Nell’appendice alla raccolta l’autore scrive a proposito dell’interpretazione delle sue opere, negando di aver voluto inserire concetti astratti nei suoi componimenti, senza tuttavia negare che essi si possano trovare.[2] In sostanza, il fatto che Pavese non voglia dire nulla più di ciò che è scritto, non significa che non dica di più; anzi, è proprio in questa volontà di non dire altro che dobbiamo addentrarci per cogliere il senso di un dire essenziale. Questo può essere fatto solo mettendosi in ascolto del linguaggio della poesia.

«Camminiamo una sera sul fianco di un colle»

Qui vogliamo muoverci “Verso il luogo” della poesia di Cesare Pavese. Verso il luogo vorrebbe tradurre il termine tedesco Erörterung [Discussione], ben caro ad Heidegger, il quale evidenzia la presenza di Ort [Luogo] all’interno del termine: «Erörtern vuol dire qui per prima cosa: indicare il luogo. E poi significa: osservare il luogo»[3]. L’idea è che la poesia di Pavese debba essere avvicinata, che mettersi in ascolto del suo dire significhi innanzitutto: osservare un luogo. Proprio perché il linguaggio si fa casa dell’essere, è la poesia stessa a indicare, sin dal primo verso, il luogo (geografico) della vicinanza all’origine.

«Camminiamo una sera sul fianco di un colle,
in silenzio.»

La poesia si apre con un verbo che sottintende un “noi”: a camminare sono l’autore ed il cugino. L’atmosfera è fin da subito familiare. L’espressione “una sera” conferisce carattere aneddotico al racconto, molto più di “la sera” o “di sera”, lascia presupporre che fosse una di tante, passate vicino al focolare della propria terra natia. Si intuisce che il colle e la vetta sono componenti del paesaggio delle Langhe, e questo ci viene confermato dal discorso diretto del cugino, nella seconda strofa. Più in generale, l’intera raccolta Lavorare Stanca e la quasi totalità delle opere di Pavese è riferita al luogo della sua origine: l’intero pensiero poetante dell’autore rimanda al proprio Heimat, alla propria terra natia.

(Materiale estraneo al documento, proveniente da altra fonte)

PR #1808, opened 2024-04-09
Fix same uniforms in fragment and vertex shaders not working in Metal

smilediver:
## Describe your changes

Context: in OpenGL API setting shader uniforms works at the program level, which means that same named uniforms in vertex and fragment shaders are treated as the same variable, so when you set a uniform it is set in both shaders at once. In Metal API uniforms are set for vertex and fragment shaders separately.

In current Axmol's Metal implementation if you have a same named uniform in vertex and fragment shaders, then only the vertex shader's variable is set, which is different from OpenGL. This PR fixes Metal part to match OpenGL semantics.

This PR may have breaking changes as it modifies `UniformLocation` and `ShaderModuleMTL::getUniformLocation()`. But probably it's not a common thing to access `UniformLocation` internals or calling `ShaderModuleMTL::getUniformLocation()`.

### For each PR
       
   Optional:
          
### For core/new feature PR

### DIFF
--- a/core/renderer/backend/ProgramState.cpp
+++ b/core/renderer/backend/ProgramState.cpp
@@ -230,16 +230,10 @@ void ProgramState::setCallbackUniform(const backend::UniformLocation& uniformLoc
 
 void ProgramState::setUniform(const backend::UniformLocation& uniformLocation, const void* data, std::size_t size)
 {
-    switch (uniformLocation.shaderStage)
-    {
-    case backend::ShaderStage::VERTEX:
-        setVertexUniform(uniformLocation.location[0], data, size, uniformLocation.location[1]);
-        break;
-    case backend::ShaderStage::FRAGMENT:
-        setFragmentUniform(uniformLocation.location[0], data, size, uniformLocation.location[1]);
-        break;
-    default:;
-    }
+    if (uniformLocation.vertStage)
+        setVertexUniform(uniformLocation.vertStage.location, data, size, uniformLocation.vertStage.offset);
+    if (uniformLocation.fragStage)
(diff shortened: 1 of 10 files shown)


halx99:
Please fix the ci check: https://github.com/axmolengine/axmol/actions/runs/8620021129/job/23625989923?pr=1808#step:4:3879

smilediver:
Pushed fix. Also noticed a uniform type mismatch in positionNormalTexture.vert and colorNormalTexture.frag, so fixed that too.

core/renderer/backend/ProgramState.cpp
```diff
@@ -230,16 +230,10 @@ void ProgramState::setCallbackUniform(const backend::UniformLocation& uniformLoc
...
-        setVertexUniform(uniformLocation.location[0], data, size, uniformLocation.location[1]);
-        break;
-    case backend::ShaderStage::FRAGMENT:
-        setFragmentUniform(uniformLocation.location[0], data, size, uniformLocation.location[1]);
-        break;
-    default:;
-    }
+    if (uniformLocation.vertStage)
+        setVertexUniform(uniformLocation.vertStage.location, data, size, uniformLocation.vertStage.offset);
+    if (uniformLocation.fragStage)
```
halx99, line 236: Add preprocessor:
```cmake
#ifdef AX_USE_METAL
if (uniformLocation.fragStage)
        setVertexUniform(uniformLocation.vertStage.location, data, size, uniformLocation.vertStage.offset);
#endif
```

And the function: `setFragmentUniform`  can be also in preprocessor: #ifdef AX_USE_METAL

halx99 (approved):

halx99:
cheers

PR #1830, opened 2024-04-17
Fixed an issue where ProgressTimer didn't properly set or cascade its opacity

TyelorD:
## Describe your changes
This fixes a long standing bug from the Cocos2d-x  3.x days that I fixed in our source code for our games with it. I never made a pull request to Cocos2d-x since they stopped development and maintenance, but thought it might be useful for Axmol!

N/A

### For each PR
       
   Optional:
          
### For core/new feature PR

### DIFF
--- a/core/2d/ProgressTimer.cpp
+++ b/core/2d/ProgressTimer.cpp
@@ -231,8 +231,21 @@ void ProgressTimer::updateDisplayedOpacity(uint8_t parentOpacity)
 {
     Node::updateDisplayedOpacity(parentOpacity);
 
-    _sprite->updateDisplayedOpacity(_displayedOpacity);
+    _displayedOpacity = _realOpacity * parentOpacity / 0xFF;
+    
+    _sprite->setOpacity(_displayedOpacity);
+    updateColor();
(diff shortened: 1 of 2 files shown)


core/2d/ProgressTimer.cpp
```diff
@@ -231,8 +231,21 @@ void ProgressTimer::updateDisplayedOpacity(uint8_t parentOpacity)
...
-    _sprite->updateDisplayedOpacity(_displayedOpacity);
+    _displayedOpacity = _realOpacity * parentOpacity / 0xFF;
+    
+    _sprite->setOpacity(_displayedOpacity);
+    updateColor();
     updateProgress();
+    
+    if (_cascadeOpacityEnabled)
+    {
+        _sprite->updateDisplayedOpacity(_displayedOpacity);
```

«Mio cugino ha parlato stasera»

Nel corso della prima strofa, ricorrono quattro volte termini riferiti al silenzio. La seconda strofa si apre invece all’insegna della parola. Il parlare del cugino è registrato come evento straordinario. Parlerà direttamente altre due volte durante la poesia. Sappiamo però che ciò che leggiamo non coincide con le parole da egli effettivamente pronunciate:

«Tutto questo mi dice e non parla italiano,
ma adopera lento il dialetto, che, come le pietre
di questo stesso colle, è scabro tanto
che vent’anni di idiomi e di oceani diversi
non gliel’hanno scalfito.»

La questione del dialetto merita un’attenzione particolare. Martin Heidegger ha dedicato un breve saggio al rapporto tra linguaggio e terra natia:

«Linguaggio, detto dal suo vigere ed essenziare, è di volta in volta linguaggio di una terra natia, linguaggio che si risveglia nativamente e parla della dimora della casa dei genitori. Linguaggio è linguaggio come lingua materna.[4]
[…] Il linguaggio, secondo la sua origine essenziale, è dialetto. […] Nel dialetto si radica l’essenza del linguaggio. Si radica in esso anche se il dialetto è la lingua della madre, il proprio della casa, la terra natia. Il dialetto non è solo la lingua della madre, ma al tempo stesso è anzitutto la madre della lingua.[5]»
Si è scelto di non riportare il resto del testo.